Во время той первой встречи доктор Генони произвел на Феликса впечатление человека гораздо более зловещего и властного, чем когда-либо мечталось самому доктору Генони.
«Doctor Genoni, Lord Edward's private secretary and personal physician»[5], — представился он и обнажил в улыбке ряд крупных белоснежных зубов, блеснувших, как ружейный залп шеренги солдат во время публичной экзекуции. «See you later, right?»[6] — сказал он и, нажав кнопку на письменном столе, помахал Феликсу ладошкой, как отъезжающий из вагона поезда.
«Right», — глупо повторил Феликс и тоже помахал в ответ ладошкой, пятясь к двери. За дверью, как часовой, его уже поджидал мрачный служитель, одетый, правда, не в рясу, а в синий рабочий комбинезон. Этот завхоз поманил его пальцем вдоль по коридору: мол, следуйте за мной, шаг в сторону рассматривается как побег.

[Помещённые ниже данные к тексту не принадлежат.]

Issue #6477, opened 2016-05-20
Warning on array_diff_key when calling user_save.


DFurnes:
#### Current Behavior

Modifying a user _without_ changing their role results in a warning.
#### Desired Behavior

No warnings. 🔕  
#### Steps to Replicate

If you edit a user and the `$edit` array does not contain the `roles` key, you get the following warning triggered by [this line attempting to read a value from an array before checking that the key exists](https://github.com/dosomething/phoenix/blob/beff1f11738d478d9fedcce0b178056d0804f37d/lib/modules/dosomething/dosomething_user/dosomething_user.module#L1713-L1713):

```
array_diff_key(): Argument #1 is not an array dosomething_user.module:1713
```
#### Why This Matters

Because warnings.

PR #6478, opened 2016-05-20
Fix mobile fields

### LINKED ISSUE #6408: Fix users with `@mobile` email but no phone stored in mobile field.
#### Current Behavior

A couple of people have xxxxxx@mobile generated emails, but nothing set in the `field_mobile_value` field on their profile.
#### Desired Behavior

Since we know these user's phone numbers (but don't have it properly recorded), we should fix this by attaching the proper phone number to each of these profiles.

I think the most likely solution would be to write a simple Drush script that could iterate over these users (based on the UIDs returned from the below query) and fix each account.
#### Steps to Replicate

Check out this 🐬 query:

``` sql
SELECT u.uid, u.name, u.mail, u.access, m.field_mobile_value FROM users u
left join field_data_field_mobile m on u.uid = m.entity_id
WHERE mail LIKE '%@mobile'
AND m.field_mobile_value IS NULL
```
#### Why This Matters

Since we check against the `field_mobile_value` when letting people log in with their mobile numbers, these users cannot log in. We also can't synchronize them to Northstar because we don't have a valid email or mobile number without doing this extra work.

💃

DFurnes:
#### What's this PR do?

This pull request adds a script which attempts to fix users who have a `xxxxx@mobile` email address but nothing set for their mobile field. A quick spot-check shows these users do exist in Mobile Commons, so it'd be good to fix our data for them on our end.

This pull request also includes a small fix for #6477.

Read through that script and consider how it might work/not work when run against the results of that query on the production database. Are there things I'm missing?

☎️ 
#### Relevant tickets

Fixes #6408 and #6477.
#### Checklist

### DIFF
--- a/lib/modules/dosomething/dosomething_user/dosomething_user.module
+++ b/lib/modules/dosomething/dosomething_user/dosomething_user.module
@@ -1710,6 +1710,18 @@ function dosomething_user_views_pre_render(&$view) {
  * Implements hook_user_update().
  */
 function dosomething_user_user_update(&$edit, $account, $category) {
+  if (!empty($edit['roles'])) {
+    _dosomething_user_audit_roles($edit, $account);
+  }
+}
+
+/**
+ * Audit changes to user roles and send an alert to DevOps.
+ *
+ * @param $edit
+ * @param $account
+ */
+function _dosomething_user_audit_roles(&$edit, $account) {
   $added_rids = array_diff_key($edit['roles'], $edit['original']->roles);
   if ($added_rids) {
     $added_roles = array();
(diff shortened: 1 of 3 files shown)


angaither:
code looks 🆗  
but, I wonder if/what we should set the mail to? Does NS ignore that mail field?

DFurnes:
Yes! ...well, sort of! We remove that field when building the user object [in the export script](https://github.com/DoSomething/phoenix/blob/6f3d919ba657acd5dd0dba4a55dc6499854c6eab/scripts/export-users-to-northstar.php#L100-L105) but I forgot to add the same thing when syncing people on demand. Will make an issue for that. 😓

DFurnes:
Added #6480 to track that.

«Ощущение было такое, как будто меня арестовали», — описывал в послании из веронской кельи к Сильве в Лондон эту ситуацию Феликс. Они продвигались с этажа на этаж по лестнице, идущей от галереи к галерее, с однообразными рядами дверей, похожими на двери тюремных камер. Ни единое дуновение ветерка не могло проникнуть в клетку Феликса, потому что окно выходило во внутренний двор, представляющий собой гигантский, зноем раскаленный колодец, из которого навечно ушла вода. Внутренний колодец повторял своей конструкцией колодец внешний, с тем лишь отличием, что на каждой лестничной площадке красовалось распятие: все тот же анатомический муляж израненного тела с пластмассовыми цветами и листьями из фольги. Если высунуться из окна кельи и перегнуться через подоконник, то можно было увидеть краешек расплавленной синевы небосклона: хотя бетонная клетка Феникса находилась под самой крышей, ничего, кроме окошек-рытвин на противоположной стене колодца, не было видно. Иногда ставня напротив слегка приоткрывалась и можно было различить силуэт еще одного заключенного этой тюрьмы — потому что именно так и устроены все монастырские здания на свете, напоминающие нам о том, что наше земное существование, с христианской точки зрения, не более чем тюрьма. Это общежитие для студентов-католиков, выстроенное как многоэтажный монастырь, и напоминало, тем самым, многоэтажную тюрьму. Тюрьму духа. А Россия — тюрьма народов. Тюрьма неизбежно вызывала ассоциации с Виктором — с Владимирской тюрьмой, куда Виктора не раз пересылали в особо неприятные периоды за «плохое поведение». Владимир, собственно, и был бывшим монастырем.